Lines to restate from the data below: from the one containing "PR #119, opened 2015-10-03" to the one containing "When trying to", both included. Give them again exactly, and only them.

*** Opening of SOURCE MATERIAL ***

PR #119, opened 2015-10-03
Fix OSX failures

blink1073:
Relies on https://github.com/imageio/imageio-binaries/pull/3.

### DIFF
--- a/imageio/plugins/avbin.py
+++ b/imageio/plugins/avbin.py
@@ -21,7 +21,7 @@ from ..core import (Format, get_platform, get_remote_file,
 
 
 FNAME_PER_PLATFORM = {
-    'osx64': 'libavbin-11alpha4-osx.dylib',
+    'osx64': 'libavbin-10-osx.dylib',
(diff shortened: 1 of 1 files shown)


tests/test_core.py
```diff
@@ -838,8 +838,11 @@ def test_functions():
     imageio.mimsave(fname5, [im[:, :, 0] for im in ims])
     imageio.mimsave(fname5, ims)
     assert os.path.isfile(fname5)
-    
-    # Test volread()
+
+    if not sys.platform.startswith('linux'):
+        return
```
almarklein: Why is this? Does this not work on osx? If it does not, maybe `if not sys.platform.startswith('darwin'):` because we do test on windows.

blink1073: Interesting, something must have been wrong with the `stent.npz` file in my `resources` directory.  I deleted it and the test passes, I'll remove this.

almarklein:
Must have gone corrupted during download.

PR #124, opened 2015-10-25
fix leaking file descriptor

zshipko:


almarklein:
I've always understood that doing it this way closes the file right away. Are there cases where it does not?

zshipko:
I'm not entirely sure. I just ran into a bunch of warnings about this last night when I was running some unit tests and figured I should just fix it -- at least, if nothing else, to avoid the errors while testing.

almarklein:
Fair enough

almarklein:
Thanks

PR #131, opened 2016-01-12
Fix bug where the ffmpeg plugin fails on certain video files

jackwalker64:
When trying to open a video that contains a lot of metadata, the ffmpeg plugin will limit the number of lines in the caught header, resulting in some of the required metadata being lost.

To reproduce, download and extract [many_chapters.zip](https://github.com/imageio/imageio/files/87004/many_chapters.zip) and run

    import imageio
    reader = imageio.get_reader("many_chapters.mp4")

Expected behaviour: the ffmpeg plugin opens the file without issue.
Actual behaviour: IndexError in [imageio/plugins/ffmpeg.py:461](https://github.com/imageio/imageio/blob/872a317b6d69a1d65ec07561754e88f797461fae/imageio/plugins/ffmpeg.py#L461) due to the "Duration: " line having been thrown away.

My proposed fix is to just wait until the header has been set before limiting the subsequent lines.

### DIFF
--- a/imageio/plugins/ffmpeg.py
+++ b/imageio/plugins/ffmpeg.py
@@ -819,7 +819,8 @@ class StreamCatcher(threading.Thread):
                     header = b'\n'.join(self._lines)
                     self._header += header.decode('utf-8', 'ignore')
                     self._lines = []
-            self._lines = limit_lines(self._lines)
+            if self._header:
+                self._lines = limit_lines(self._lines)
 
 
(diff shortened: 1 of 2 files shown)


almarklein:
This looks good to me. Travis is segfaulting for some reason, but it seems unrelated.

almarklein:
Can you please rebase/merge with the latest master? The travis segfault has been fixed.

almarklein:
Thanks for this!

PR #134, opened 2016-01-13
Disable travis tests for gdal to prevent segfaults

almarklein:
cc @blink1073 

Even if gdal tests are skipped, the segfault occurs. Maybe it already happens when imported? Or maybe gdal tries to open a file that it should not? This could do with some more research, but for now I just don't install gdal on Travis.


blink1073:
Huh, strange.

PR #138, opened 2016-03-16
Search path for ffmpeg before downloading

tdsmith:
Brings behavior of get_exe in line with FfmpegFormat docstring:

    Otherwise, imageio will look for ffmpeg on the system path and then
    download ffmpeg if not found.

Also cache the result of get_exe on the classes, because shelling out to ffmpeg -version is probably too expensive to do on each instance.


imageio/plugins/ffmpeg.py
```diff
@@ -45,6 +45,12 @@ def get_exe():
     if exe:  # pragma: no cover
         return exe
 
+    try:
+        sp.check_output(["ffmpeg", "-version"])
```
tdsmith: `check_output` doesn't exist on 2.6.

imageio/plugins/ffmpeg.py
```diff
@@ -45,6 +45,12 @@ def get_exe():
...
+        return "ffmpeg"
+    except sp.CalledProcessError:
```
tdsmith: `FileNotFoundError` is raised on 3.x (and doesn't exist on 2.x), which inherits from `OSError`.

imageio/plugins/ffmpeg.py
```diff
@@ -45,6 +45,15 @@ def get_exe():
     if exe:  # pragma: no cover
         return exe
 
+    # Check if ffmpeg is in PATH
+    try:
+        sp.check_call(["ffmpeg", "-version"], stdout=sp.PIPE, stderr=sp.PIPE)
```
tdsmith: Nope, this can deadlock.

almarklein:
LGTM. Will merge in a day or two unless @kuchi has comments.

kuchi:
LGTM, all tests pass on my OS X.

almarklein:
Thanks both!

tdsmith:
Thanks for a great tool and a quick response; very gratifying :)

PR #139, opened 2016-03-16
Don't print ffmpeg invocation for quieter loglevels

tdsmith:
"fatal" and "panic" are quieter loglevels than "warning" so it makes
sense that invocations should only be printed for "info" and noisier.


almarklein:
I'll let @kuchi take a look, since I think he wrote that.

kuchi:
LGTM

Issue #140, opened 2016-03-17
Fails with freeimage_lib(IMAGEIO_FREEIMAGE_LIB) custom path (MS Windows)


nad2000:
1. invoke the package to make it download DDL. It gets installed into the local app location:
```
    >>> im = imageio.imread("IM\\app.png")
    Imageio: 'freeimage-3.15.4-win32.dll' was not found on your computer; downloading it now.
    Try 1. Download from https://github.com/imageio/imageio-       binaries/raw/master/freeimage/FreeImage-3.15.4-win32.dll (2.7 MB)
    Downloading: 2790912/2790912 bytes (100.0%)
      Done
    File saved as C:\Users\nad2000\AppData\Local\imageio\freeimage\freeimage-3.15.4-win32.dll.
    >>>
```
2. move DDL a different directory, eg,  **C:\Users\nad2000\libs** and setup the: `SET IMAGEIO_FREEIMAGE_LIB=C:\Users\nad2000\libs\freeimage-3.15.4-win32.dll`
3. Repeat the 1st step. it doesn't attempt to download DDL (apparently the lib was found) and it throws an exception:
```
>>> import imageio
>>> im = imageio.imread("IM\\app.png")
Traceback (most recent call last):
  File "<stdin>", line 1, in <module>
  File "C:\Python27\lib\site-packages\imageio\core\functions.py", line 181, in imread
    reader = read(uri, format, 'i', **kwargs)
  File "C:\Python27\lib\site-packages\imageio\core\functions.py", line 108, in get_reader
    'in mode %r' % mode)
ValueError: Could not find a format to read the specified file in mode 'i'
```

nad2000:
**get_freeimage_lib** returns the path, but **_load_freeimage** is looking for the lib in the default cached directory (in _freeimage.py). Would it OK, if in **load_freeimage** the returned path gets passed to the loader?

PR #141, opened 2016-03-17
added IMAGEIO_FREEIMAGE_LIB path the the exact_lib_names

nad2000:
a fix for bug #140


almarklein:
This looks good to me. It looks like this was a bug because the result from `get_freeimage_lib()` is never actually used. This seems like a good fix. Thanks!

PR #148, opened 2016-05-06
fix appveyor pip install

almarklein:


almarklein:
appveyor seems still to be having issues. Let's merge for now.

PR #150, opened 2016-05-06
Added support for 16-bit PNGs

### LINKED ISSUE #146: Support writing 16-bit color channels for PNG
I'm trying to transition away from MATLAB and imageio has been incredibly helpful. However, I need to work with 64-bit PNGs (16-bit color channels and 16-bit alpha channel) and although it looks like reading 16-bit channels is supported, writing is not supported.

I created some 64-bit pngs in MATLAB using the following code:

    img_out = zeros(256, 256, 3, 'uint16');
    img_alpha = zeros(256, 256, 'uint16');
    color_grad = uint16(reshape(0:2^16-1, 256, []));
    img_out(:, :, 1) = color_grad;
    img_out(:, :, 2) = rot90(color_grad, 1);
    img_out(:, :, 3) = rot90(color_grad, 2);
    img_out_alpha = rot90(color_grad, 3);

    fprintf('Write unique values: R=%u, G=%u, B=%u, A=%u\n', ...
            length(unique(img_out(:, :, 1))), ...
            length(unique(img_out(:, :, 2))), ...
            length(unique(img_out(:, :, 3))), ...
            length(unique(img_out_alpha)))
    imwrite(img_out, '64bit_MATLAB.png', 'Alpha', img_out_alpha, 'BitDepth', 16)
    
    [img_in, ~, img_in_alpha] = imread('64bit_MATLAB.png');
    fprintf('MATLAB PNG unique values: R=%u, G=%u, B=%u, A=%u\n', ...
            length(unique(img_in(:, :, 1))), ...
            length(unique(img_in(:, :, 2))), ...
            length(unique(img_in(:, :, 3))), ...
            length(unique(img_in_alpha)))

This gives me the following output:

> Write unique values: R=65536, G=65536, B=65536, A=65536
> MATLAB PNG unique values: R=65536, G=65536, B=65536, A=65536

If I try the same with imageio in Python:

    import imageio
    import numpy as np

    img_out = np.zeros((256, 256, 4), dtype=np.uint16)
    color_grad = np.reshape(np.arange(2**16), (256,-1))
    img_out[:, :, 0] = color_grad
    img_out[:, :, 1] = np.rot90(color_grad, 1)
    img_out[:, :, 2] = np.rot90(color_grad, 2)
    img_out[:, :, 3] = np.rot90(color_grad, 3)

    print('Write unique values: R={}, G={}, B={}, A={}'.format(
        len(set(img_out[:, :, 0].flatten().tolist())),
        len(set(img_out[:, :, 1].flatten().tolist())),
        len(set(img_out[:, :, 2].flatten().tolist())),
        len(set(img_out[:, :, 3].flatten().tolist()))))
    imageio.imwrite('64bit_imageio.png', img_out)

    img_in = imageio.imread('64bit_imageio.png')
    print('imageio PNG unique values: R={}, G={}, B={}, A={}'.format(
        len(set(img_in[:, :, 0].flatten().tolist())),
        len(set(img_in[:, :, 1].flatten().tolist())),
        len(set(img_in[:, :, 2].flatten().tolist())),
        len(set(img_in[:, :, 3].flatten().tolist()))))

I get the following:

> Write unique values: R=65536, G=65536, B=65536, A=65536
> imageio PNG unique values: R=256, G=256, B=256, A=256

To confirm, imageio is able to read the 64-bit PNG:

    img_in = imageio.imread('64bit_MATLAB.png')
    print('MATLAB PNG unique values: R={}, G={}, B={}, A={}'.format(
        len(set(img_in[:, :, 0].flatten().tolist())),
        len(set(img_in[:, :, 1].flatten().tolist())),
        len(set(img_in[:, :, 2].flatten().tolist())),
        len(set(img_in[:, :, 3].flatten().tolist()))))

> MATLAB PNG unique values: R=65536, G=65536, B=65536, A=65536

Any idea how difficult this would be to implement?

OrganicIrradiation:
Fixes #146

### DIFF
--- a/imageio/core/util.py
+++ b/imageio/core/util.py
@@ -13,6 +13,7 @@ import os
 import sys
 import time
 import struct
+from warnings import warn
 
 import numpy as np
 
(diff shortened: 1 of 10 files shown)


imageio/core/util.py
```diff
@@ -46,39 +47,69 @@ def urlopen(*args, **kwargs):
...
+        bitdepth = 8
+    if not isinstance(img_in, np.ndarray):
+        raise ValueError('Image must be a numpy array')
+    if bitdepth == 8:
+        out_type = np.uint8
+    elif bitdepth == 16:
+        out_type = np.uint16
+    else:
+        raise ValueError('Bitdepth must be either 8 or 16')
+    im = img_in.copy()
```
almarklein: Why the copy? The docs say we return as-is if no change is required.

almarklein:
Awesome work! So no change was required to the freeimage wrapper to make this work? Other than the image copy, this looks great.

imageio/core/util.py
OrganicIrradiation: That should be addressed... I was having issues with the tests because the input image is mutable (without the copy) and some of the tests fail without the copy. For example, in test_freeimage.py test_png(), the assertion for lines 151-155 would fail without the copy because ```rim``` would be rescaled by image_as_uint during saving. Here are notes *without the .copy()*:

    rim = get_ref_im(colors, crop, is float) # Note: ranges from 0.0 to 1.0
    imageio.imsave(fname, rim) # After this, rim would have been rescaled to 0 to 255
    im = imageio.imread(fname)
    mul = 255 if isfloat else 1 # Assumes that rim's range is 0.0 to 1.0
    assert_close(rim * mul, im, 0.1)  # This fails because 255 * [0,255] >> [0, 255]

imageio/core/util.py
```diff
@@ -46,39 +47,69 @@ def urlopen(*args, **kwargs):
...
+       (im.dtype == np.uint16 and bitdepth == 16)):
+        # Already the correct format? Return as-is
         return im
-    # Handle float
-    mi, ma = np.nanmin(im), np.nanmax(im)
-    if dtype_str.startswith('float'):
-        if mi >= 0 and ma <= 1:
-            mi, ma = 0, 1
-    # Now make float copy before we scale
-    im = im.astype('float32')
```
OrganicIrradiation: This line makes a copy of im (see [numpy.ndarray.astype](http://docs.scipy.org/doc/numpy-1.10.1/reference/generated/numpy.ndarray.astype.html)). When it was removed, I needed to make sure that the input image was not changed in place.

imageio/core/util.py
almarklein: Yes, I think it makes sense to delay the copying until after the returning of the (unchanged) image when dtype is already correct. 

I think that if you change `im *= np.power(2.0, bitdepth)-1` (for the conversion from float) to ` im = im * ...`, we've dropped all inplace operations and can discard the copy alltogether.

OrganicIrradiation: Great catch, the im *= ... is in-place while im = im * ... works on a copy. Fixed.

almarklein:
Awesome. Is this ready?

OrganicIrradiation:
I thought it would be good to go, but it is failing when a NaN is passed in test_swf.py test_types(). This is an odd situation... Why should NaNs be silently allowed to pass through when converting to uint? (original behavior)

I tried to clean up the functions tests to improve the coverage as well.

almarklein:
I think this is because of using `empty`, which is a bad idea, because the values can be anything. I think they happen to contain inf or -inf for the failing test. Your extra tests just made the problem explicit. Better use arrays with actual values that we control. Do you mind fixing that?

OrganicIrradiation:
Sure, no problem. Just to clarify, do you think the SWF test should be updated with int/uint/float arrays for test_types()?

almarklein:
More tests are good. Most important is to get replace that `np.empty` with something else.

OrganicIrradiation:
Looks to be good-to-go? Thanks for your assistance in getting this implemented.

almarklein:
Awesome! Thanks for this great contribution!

*** Close of SOURCE MATERIAL ***
*** Opening of SOURCE MATERIAL ***

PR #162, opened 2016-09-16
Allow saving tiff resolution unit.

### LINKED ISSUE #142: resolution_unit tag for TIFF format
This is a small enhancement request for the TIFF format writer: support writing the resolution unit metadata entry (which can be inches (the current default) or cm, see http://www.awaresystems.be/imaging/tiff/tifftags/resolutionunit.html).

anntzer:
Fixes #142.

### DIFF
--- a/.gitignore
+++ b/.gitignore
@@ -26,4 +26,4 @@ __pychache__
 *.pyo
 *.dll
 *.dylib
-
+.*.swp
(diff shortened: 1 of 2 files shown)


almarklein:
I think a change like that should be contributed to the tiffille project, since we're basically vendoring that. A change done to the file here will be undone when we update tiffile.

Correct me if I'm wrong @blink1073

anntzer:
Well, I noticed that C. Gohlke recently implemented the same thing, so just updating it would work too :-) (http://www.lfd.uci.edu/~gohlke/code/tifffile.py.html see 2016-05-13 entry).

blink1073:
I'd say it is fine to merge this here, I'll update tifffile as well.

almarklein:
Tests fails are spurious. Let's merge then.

*** Close of SOURCE MATERIAL ***

COMPLETED EXERCISE »
PR #119, opened 2015-10-03
Fix OSX failures

blink1073:
Relies on https://github.com/imageio/imageio-binaries/pull/3.

### DIFF
--- a/imageio/plugins/avbin.py
+++ b/imageio/plugins/avbin.py
@@ -21,7 +21,7 @@ from ..core import (Format, get_platform, get_remote_file,
 
 
 FNAME_PER_PLATFORM = {
-    'osx64': 'libavbin-11alpha4-osx.dylib',
+    'osx64': 'libavbin-10-osx.dylib',
(diff shortened: 1 of 1 files shown)


tests/test_core.py
```diff
@@ -838,8 +838,11 @@ def test_functions():
     imageio.mimsave(fname5, [im[:, :, 0] for im in ims])
     imageio.mimsave(fname5, ims)
     assert os.path.isfile(fname5)
-    
-    # Test volread()
+
+    if not sys.platform.startswith('linux'):
+        return
```
almarklein: Why is this? Does this not work on osx? If it does not, maybe `if not sys.platform.startswith('darwin'):` because we do test on windows.

blink1073: Interesting, something must have been wrong with the `stent.npz` file in my `resources` directory.  I deleted it and the test passes, I'll remove this.

almarklein:
Must have gone corrupted during download.

PR #124, opened 2015-10-25
fix leaking file descriptor

zshipko:


almarklein:
I've always understood that doing it this way closes the file right away. Are there cases where it does not?

zshipko:
I'm not entirely sure. I just ran into a bunch of warnings about this last night when I was running some unit tests and figured I should just fix it -- at least, if nothing else, to avoid the errors while testing.

almarklein:
Fair enough

almarklein:
Thanks

PR #131, opened 2016-01-12
Fix bug where the ffmpeg plugin fails on certain video files

jackwalker64:
When trying to open a video that contains a lot of metadata, the ffmpeg plugin will limit the number of lines in the caught header, resulting in some of the required metadata being lost.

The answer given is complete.